Being a parent of 2 feral toddlers: [summons Bloody Mary]
astronaut: we made it. we’re finally on mars
mission control: congratulations! now, the main reason for this trip: do you see any signs of-
astronaut: *sighs* no, no signs of candy bars
mission control: shit
ME: [holding my breath]
MY BREATH: This is nice.
This made me chuckle.
My daughter (5) just said she can’t wait to be fat like me so it’s easier to float.
I would move hell over six inches for you
me: this could’ve been an email
[gets email]
me: no not like that
Asked my toddler if she’d work on being more careful when eating in her car seat. Her response was an immediate “No.” At least she’s honest.
3yo wipes off the air kisses that I blow to her from across the room, which is some next level shade.
Just passed a mum with her little girl, no older than 7, who was crying over a skinned knee.

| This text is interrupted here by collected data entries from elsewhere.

Issue #852, opened 2026-08-05
Cannot switch between saves states on smaller 4:3 screen or in vertical mode


cmcgpgt-maker:
### One line summary

On the main menu where you pick your game and save states, the menu for the save states is now hidden by the lower three buttons. This happens on a 4:3 square screen. Originally the save state option were off to the right side.

### Which game were you playing

Red

### Which build are you running

Android

### Were any mods on

Yes

### Which mods (if any were on)

dramatic shape 1.6.0

### Version

1.6.9

### Discord username (optional)

cmcgpgt

### Where in the game

main menu of the app on vertical  mode with or turn either way with a more square resolution device

### Screenshot, or a detailed description if you couldn't take one

<img width="720" height="1560" alt="Image" src="https://github.com/user-attachments/assets/76f2958a-fce5-45b9-89c5-4cbe0bbea3c7" />

### How to make it happen

1. open the app 
2. scroll to the bottom 
3. try to pick a stave state
4. set your screen to vertical mode
5. otherwise have a device with a squarish resolution

### What should have happened

The same state option needs to move back to the right or have a scroll option with the touch screen.

### Anything else

I want to thank you so much for this and let you know how thankful I am the work you put into this.

PR #954, opened 2026-08-07
feat(launcher): dynamic fit-scaling for short and square windows

ShaneMcGovernIE:
## Summary

On short or square windows the launcher stopped at the fixed 0.9 scale floor and let content sit under the fold — the RG34XX's 720×720 screen rendered one column with a 353px page scroll and the footer off-screen. This PR adds **fit-scaling**: the whole UI (text, tap targets, padding, row heights) shrinks together off `Kit.scale` until the panel minimum plus the header/footer chrome lands on screen, instead of scrolling.

## How it works

- `Kit.layout(w, h, fitH)` — an optional third argument solves for the scale at which the caller's panel minimum (unscaled px) plus chrome fits the window height. `FIT_FLOOR = 0.78` is the legibility floor; below it the existing page scroll remains the backstop.
- `Layout.metrics(maxAppW, fitH)` — resolves the column count against the resolution scale first, then fit-scales against the matching per-column minimum. Because fit-shrinking can flip the column count (a 720px square drops below the two-column breakpoint), it re-fits against the new minimum until scale and columns stabilise.
- `LauncherView` — the launcher's column-aware panel minimums (#852: 460 two-col / 660 one-col) now double as the fit-scale target and are passed as the fit hint.
- Fonts rebuild when the fit changes scale at a fixed resolution (font cache key now includes `s`).

## Effects

- **720×720 (RG34XX):** two-column, scroll-free, footer and seal on screen (was one-column + 353px scroll).
- **480×900 / 360×780 (portrait phones):** whole one-column stack fits; no scroll (was unreachable slot list).
- **1280×800 desktop:** unchanged — fit only kicks in when the resolution scale alone would put content under the fold.
- **Below the floor (e.g. 480×360):** still scrolls and clamps to a reachable bottom.

## Tests

`tests/engine/launcher_one_column_reach_bug852.lua` rewritten for the new mechanism: 480×900 and 360×780 now assert `scrollMax = 0`; a below-floor 480×360 window still engages the page scroll and the wheel clamps to the extent. `scripts/test.sh --quick`: **ALL TIERS PASSED**.

Docs updated in `docs/launcher.md` (Responsiveness → Fit scaling).

## Files

- `src/ui/kit/Kit.lua` — fit-scale solve, `FIT_FLOOR`/`FIT_CHROME`, font key includes scale
- `src/ui/kit/Layout.lua` — `metrics(maxAppW, fitH)` + `columnCount` extraction + stabilisation loop
- `src/import/LauncherView.lua` — panel minimums as the fit hint
- `tests/engine/launcher_one_column_reach_bug852.lua`
- `docs/launcher.md`

### DIFF
--- a/docs/launcher.md
+++ b/docs/launcher.md
@@ -223,8 +223,9 @@ filesystem stub the slot backend uses (`tests/engine/save_file_io_tests.lua`).
 ## Responsiveness
 
 Every measurement derives from `love.graphics.getDimensions()` each frame
-plus the existing global scale `s = clamp(height / 768, 0.7, 1.6)`; nothing
-assumes a fixed window size. The game panel's two-column grid (ROM/SAVE
+plus the existing global scale `s = clamp(min(width / 640, height / 768),
+0.9, 1.6) * 1.3`; nothing assumes a fixed window size. The game panel's
+two-column grid (ROM/SAVE
 FILES/Play on the left, SAVE SLOT on the right) collapses to one stacked
 column, slot card below Play, when the window is too narrow for both
 `~300 * s`-wide columns. The save-slot list and the mod list both scroll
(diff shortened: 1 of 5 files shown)


bryanthaboi:
there are conflicts to be resolved and id appreciate screenshots of normal sized windows, small screens, and the one u built this for

bryanthaboi:
conflicts

castdrian:
this needs a rebase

Mum: I don’t think we need to cry over this anymore.
Little girl, still crying: This is in NO WAY a WE situation.
Hear me out: his and hers houses.
*at skatepark with my 7yr old nephew*
Random Mom: Cute kid!
Me: Oh thank u so much
Random Mom: Who’s the dad?
Me: My brother
Random Mom: *weird look**hours later*
Me: oh SHIT
I’ll bet crowds were super disappointed every time Abraham Lincoln took the stage & didn’t pull a rabbit out of that hat.
we all have skills – but like, ones you can’t talk about right? like I am really good at wringing out a cloth the perfect amount so it doesn’t drip but it’s still juicy
Friend zone?!
I’ve been sister zoned! And if one more dude pats me on the head, I’m telling mom!!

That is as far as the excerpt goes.